作者: Vladimir Tsepelev, Yuri Starodubtsev, Kai Ming Wu, Nadezhda Tsepeleva, Boris Semenov
摘要: An amoprphous and nanocrystalline ribbon is produced applying the technology of rapid molten metal quenching. The chemical composition of the alloy is required to contain elements ensuring the amorphous structure formation in the course of quenching.
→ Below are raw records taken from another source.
Issue #909, opened 2023-03-31
Update HTTP response codes with constants


michplunkett:
Within the python 🐍 codebase we have a lot of HTTP response codes that are just ints. They should be replaced with constants from the [`http` package](https://docs.python.org/3/library/http.html).

michplunkett:
https://github.com/lucyparsons/OpenOversight/pull/910#pullrequestreview-1368137413

michplunkett:
It's been addressed by the linked PR.

PR #911, opened 2023-04-05
Use HTTP constants instead of stray ints or strings

michplunkett:
## Status

Done.

## Description of Changes
Replaced stray response code ints with standard library `HTTPStatus` constants. Added `HTTP_METHOD` constants to the `utils.py` and replaced stray `GET`, `POST`, etc. strings with the aforementioned constants. I also removed some redundant syntax in the test files with specific regard to strings and lists.

Addresses #: https://github.com/lucyparsons/OpenOversight/issues/909

## Notes for Deployment
It should not change anything regarding deployment.

## Tests and linting


CONTRIB.md
```diff
@@ -10,7 +10,7 @@ If your git history is not so clean, please do rewrite before you submit your PR
 
 To submit your changes for review you have to fork the repository, push your new branch there and then create a Pull Request with `OpenOversight:develop` as the target.
 
-Use [PULL_REQUEST_TEMPLATE.md](/PULL_REQUEST_TEMPLATE.md) to create the description for your PR! (The template should populate automatically when you go to open the pull request.)
+Use [pull_request_template.md](/.github/pull_request_template.md) to create the description for your PR! (The template should populate automatically when you go to open the pull request.)
```
michplunkett, line 13: https://docs.github.com/en/communities/using-templates-to-encourage-useful-issues-and-pull-requests/creating-a-pull-request-template-for-your-repository#adding-a-pull-request-template#adding-a-pull-request-template

OpenOversight/app/utils.py
```diff
@@ -45,6 +45,10 @@
 )
 
 
+# HTTP Method constants
+HTTP_METHOD_GET = "GET"
+HTTP_METHOD_POST = "POST"
```
michplunkett, line 50: These method constants come standard in python 3.11, but we aren't there yet. Whenever we get there, we can remove these.

OpenOversight/tests/routes/test_descriptions.py
```diff
@@ -13,36 +14,36 @@
...
 
 @pytest.mark.parametrize(
     "route",
     [
-        ("officer/1/description/1/edit"),
-        ("officer/1/description/new"),
-        ("officer/1/description/1/delete"),
+        "officer/1/description/1/edit",
+        "officer/1/description/new",
+        "officer/1/description/1/delete",
```
michplunkett, line 32: This sort of parenthesis is redundant, so I removed them.

CONTRIB.md
michplunkett: Adding it to this folder also removes clutter from the base folder while alluding to the role that the `pull_request_template.md` file plays.

OpenOversight/app/models.py
```diff
@@ -551,7 +552,7 @@ def verify_password(self, password):
 
     def generate_confirmation_token(self, expiration=3600):
         payload = {"confirm": self.id}
-        return self._jwt_encode(payload, expiration).decode("utf-8")
+        return self._jwt_encode(payload, expiration).decode(model_encoding)
```
michplunkett, line 555: Used a local constant because using the one in utils would have created a circular dependency.

abandoned-prototype: That makes sense. Looking at the utils file, it is a big mess. We should consider breaking that up by functionality or something to avoid circular dependencies. I will create an issue for that

OpenOversight/app/utils.py
abandoned-prototype: Cool, thanks for calling that out here

OpenOversight/tests/routes/test_descriptions.py
abandoned-prototype: Good call. I was surprised to learn that black doesn't do that already, so I quickly looked into it. Turns out the reason is that black sometimes uses redundant parenthesis to break things up into multiple lines which makes this a little more complicated

CONTRIB.md
abandoned-prototype: This makes sense to me. Thanks!
One general note: I prefer keeping changes that have nothing to do with each other separate, in this case either a separate PR, or rebasing/squashing this PR into just two commits so they can submitted via merge.
This for example makes cherry-picking specific commits easier, and it also makes it less likely that things are changed without any comment why

abandoned-prototype (approved):
Thank you. This looks good!

OpenOversight/app/models.py
michplunkett: Yeah, I was thinking of moving the stuff to a different package, but I felt that would be a much bigger more than necessary. I'll address that issue next.

CONTRIB.md
michplunkett: I can move this to a different PR so that everything is separate. One second!

OpenOversight/tests/routes/test_descriptions.py
michplunkett: Ayyyye, it does that a lot when the lines are longer than whatever the line limit is.

CONTRIB.md
michplunkett: https://github.com/lucyparsons/OpenOversight/pull/912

A great number of various chemical elements in amorphous and nanocrystalline alloys contribute to the complex process of the structure formation in the course of heat treatment of the amorphous precursor. After heat treatment, the structure of the soft magnetic material can remain amorphous or partially crystallized or nanocrystalline. The results of an investigation into the melts’ property of iron-based amorphous and nanocrystalline alloys are presented in the paper. The structure has been shown to influence mechanical properties of the material in preparing the melt before casting.